## Work to be completed
Set down every entry below exactly as it stands.

## Records shown
------

PR #1208, opened 2020-05-06
Raise `ValueError` that is not raised

harupy:
## Motivation

Just instantiating `ValueError` does nothing. It needs to be raised.

## Description of the changes

- Raise `ValueError`.
- Fix the test which currently catches a different `ValueError`.

### DIFF
--- a/tests/visualization_tests/test_parallel_coordinate.py
+++ b/tests/visualization_tests/test_parallel_coordinate.py
@@ -44,7 +44,7 @@ def test_plot_parallel_coordinate():
     assert figure.data[0]["dimensions"][1]["values"] == (1.0, 2.5)
 
     # Test with wrong params that do not exist in trials
-    with pytest.raises(ValueError):
+    with pytest.raises(ValueError, match="Parameter optuna does not exist in your study."):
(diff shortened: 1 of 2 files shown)


tests/visualization_tests/test_parallel_coordinate.py
```diff
@@ -44,7 +44,7 @@ def test_plot_parallel_coordinate():
     assert figure.data[0]["dimensions"][1]["values"] == (1.0, 2.5)
 
     # Test with wrong params that do not exist in trials
-    with pytest.raises(ValueError):
+    with pytest.raises(ValueError, match="Parameter optuna does not exist in your study."):
         plot_parallel_coordinate(study, params=["optuna", "optuna"])
```
harupy, line 48: Before the fix, `plot_parallel_coordinate(study, params=["optuna", "optuna"])` raised the following error.

```
File "/.../optuna/optuna/visualization/parallel_coordinate.py", line 105, in _get_parallel_coordinate_plot
    "range": (min(values), max(values)),
ValueError: min() arg is an empty sequence
```

PR #1904, opened 2020-10-06
Refactor `Study.optimize`

hvy:
# Motivation

`Study` and `study.py` are becoming quite large and difficult to read and maintain. This PR aims to address the problem by refactoring `Study.optimize`.

# Description 

- Refactors `Study.optimize` by e.g. moving the main logic out to a new file
- Introduces private "ask and tell" interfaces (which could be made public in the future)
- Public API isn't affected

## TODO

- ~I have basically only moved the code out to separate location and would like to go over the necessities of the involved functions and their interfaces~
- ~Ensure unit tests pass~

PR #1907, opened 2020-10-06
Refactor `Study.trials_dataframe`

hvy:
## Motivation

See https://github.com/optuna/optuna/pull/1904. Basically the same, but for `Study.trials_dataframe` instead of `Study.optimize`. 

I could see reasons for not merging this since it adds another level of indirection and a new file partially to slim down `study.py`. However, we can isolate the dependency of `pandas` to a more confined scope, namely `_dataframe.py`, rather than `study.py`. Additionally, the logic is suited as a free function since it didn't used to rely on `self` besides from a single public API call, to obtain a list of all trials.

## Description of the changes

See above.

### DIFF
--- a/optuna/_dataframe.py
+++ b/optuna/_dataframe.py
@@ -1,0 +1,83 @@
+import collections
+from typing import Any
+from typing import Dict
+from typing import List
+from typing import Set
+from typing import Tuple
+
+import optuna
+from optuna._imports import try_import
+from optuna.trial._state import TrialState
+
+
+with try_import() as _imports:
+    # `trials_dataframe` is disabled if pandas is not available.
+    import pandas as pd  # NOQA
+
+# Required for type annotation in `Study.trials_dataframe`.
+if not _imports.is_successful():
+    pd = object  # type: ignore # NOQA
+
+
+def _trials_dataframe(
+    study: "optuna.Study",
+    attrs: Tuple[str, ...],
+    multi_index: bool,
+) -> "pd.DataFrame":
+    _imports.check()
+
+    trials = study.get_trials(deepcopy=False)
+
+    # If no trials, return an empty dataframe.
+    if not len(trials):
+        return pd.DataFrame()
+
+    attrs_to_df_columns = collections.OrderedDict()  # type: Dict[str, str]
+    for attr in attrs:
+        if attr.startswith("_"):
+            # Python conventional underscores are omitted in the dataframe.
+            df_column = attr[1:]
+        else:
+            df_column = attr
+        attrs_to_df_columns[attr] = df_column
+
+    # column_agg is an aggregator of column names.
+    # Keys of column agg are attributes of `FrozenTrial` such as 'trial_id' and 'params'.
+    # Values are dataframe columns such as ('trial_id', '') and ('params', 'n_layers').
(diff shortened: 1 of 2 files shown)


optuna/_dataframe.py
```diff
@@ -0,0 +1,83 @@
...
+with try_import() as _imports:
+    # `trials_dataframe` is disabled if pandas is not available.
+    import pandas as pd  # NOQA
+
+# Required for type annotation in `Study.trials_dataframe`.
+if not _imports.is_successful():
+    pd = object  # type: ignore # NOQA
+
+
+def _trials_dataframe(
```
hvy, line 22: The implementation of this function is just a copy from `Study.trials_dataframe`.

optuna/_dataframe.py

------

## Output for this task
PR #1208, opened 2020-05-06
Raise `ValueError` that is not raised

harupy:
## Motivation

Just instantiating `ValueError` does nothing. It needs to be raised.

## Description of the changes

- Raise `ValueError`.
- Fix the test which currently catches a different `ValueError`.

### DIFF
--- a/tests/visualization_tests/test_parallel_coordinate.py
+++ b/tests/visualization_tests/test_parallel_coordinate.py
@@ -44,7 +44,7 @@ def test_plot_parallel_coordinate():
     assert figure.data[0]["dimensions"][1]["values"] == (1.0, 2.5)
 
     # Test with wrong params that do not exist in trials
-    with pytest.raises(ValueError):
+    with pytest.raises(ValueError, match="Parameter optuna does not exist in your study."):
(diff shortened: 1 of 2 files shown)


tests/visualization_tests/test_parallel_coordinate.py
```diff
@@ -44,7 +44,7 @@ def test_plot_parallel_coordinate():
     assert figure.data[0]["dimensions"][1]["values"] == (1.0, 2.5)
 
     # Test with wrong params that do not exist in trials
-    with pytest.raises(ValueError):
+    with pytest.raises(ValueError, match="Parameter optuna does not exist in your study."):
         plot_parallel_coordinate(study, params=["optuna", "optuna"])
```
harupy, line 48: Before the fix, `plot_parallel_coordinate(study, params=["optuna", "optuna"])` raised the following error.

```
File "/.../optuna/optuna/visualization/parallel_coordinate.py", line 105, in _get_parallel_coordinate_plot
    "range": (min(values), max(values)),
ValueError: min() arg is an empty sequence
```

PR #1904, opened 2020-10-06
Refactor `Study.optimize`

hvy:
# Motivation

`Study` and `study.py` are becoming quite large and difficult to read and maintain. This PR aims to address the problem by refactoring `Study.optimize`.

# Description 

- Refactors `Study.optimize` by e.g. moving the main logic out to a new file
- Introduces private "ask and tell" interfaces (which could be made public in the future)
- Public API isn't affected

## TODO

- ~I have basically only moved the code out to separate location and would like to go over the necessities of the involved functions and their interfaces~
- ~Ensure unit tests pass~

PR #1907, opened 2020-10-06
Refactor `Study.trials_dataframe`

hvy:
## Motivation

See https://github.com/optuna/optuna/pull/1904. Basically the same, but for `Study.trials_dataframe` instead of `Study.optimize`. 

I could see reasons for not merging this since it adds another level of indirection and a new file partially to slim down `study.py`. However, we can isolate the dependency of `pandas` to a more confined scope, namely `_dataframe.py`, rather than `study.py`. Additionally, the logic is suited as a free function since it didn't used to rely on `self` besides from a single public API call, to obtain a list of all trials.

## Description of the changes

See above.

### DIFF
--- a/optuna/_dataframe.py
+++ b/optuna/_dataframe.py
@@ -1,0 +1,83 @@
+import collections
+from typing import Any
+from typing import Dict
+from typing import List
+from typing import Set
+from typing import Tuple
+
+import optuna
+from optuna._imports import try_import
+from optuna.trial._state import TrialState
+
+
+with try_import() as _imports:
+    # `trials_dataframe` is disabled if pandas is not available.
+    import pandas as pd  # NOQA
+
+# Required for type annotation in `Study.trials_dataframe`.
+if not _imports.is_successful():
+    pd = object  # type: ignore # NOQA
+
+
+def _trials_dataframe(
+    study: "optuna.Study",
+    attrs: Tuple[str, ...],
+    multi_index: bool,
+) -> "pd.DataFrame":
+    _imports.check()
+
+    trials = study.get_trials(deepcopy=False)
+
+    # If no trials, return an empty dataframe.
+    if not len(trials):
+        return pd.DataFrame()
+
+    attrs_to_df_columns = collections.OrderedDict()  # type: Dict[str, str]
+    for attr in attrs:
+        if attr.startswith("_"):
+            # Python conventional underscores are omitted in the dataframe.
+            df_column = attr[1:]
+        else:
+            df_column = attr
+        attrs_to_df_columns[attr] = df_column
+
+    # column_agg is an aggregator of column names.
+    # Keys of column agg are attributes of `FrozenTrial` such as 'trial_id' and 'params'.
+    # Values are dataframe columns such as ('trial_id', '') and ('params', 'n_layers').
(diff shortened: 1 of 2 files shown)


optuna/_dataframe.py
```diff
@@ -0,0 +1,83 @@
...
+with try_import() as _imports:
+    # `trials_dataframe` is disabled if pandas is not available.
+    import pandas as pd  # NOQA
+
+# Required for type annotation in `Study.trials_dataframe`.
+if not _imports.is_successful():
+    pd = object  # type: ignore # NOQA
+
+
+def _trials_dataframe(
```
hvy, line 22: The implementation of this function is just a copy from `Study.trials_dataframe`.

optuna/_dataframe.py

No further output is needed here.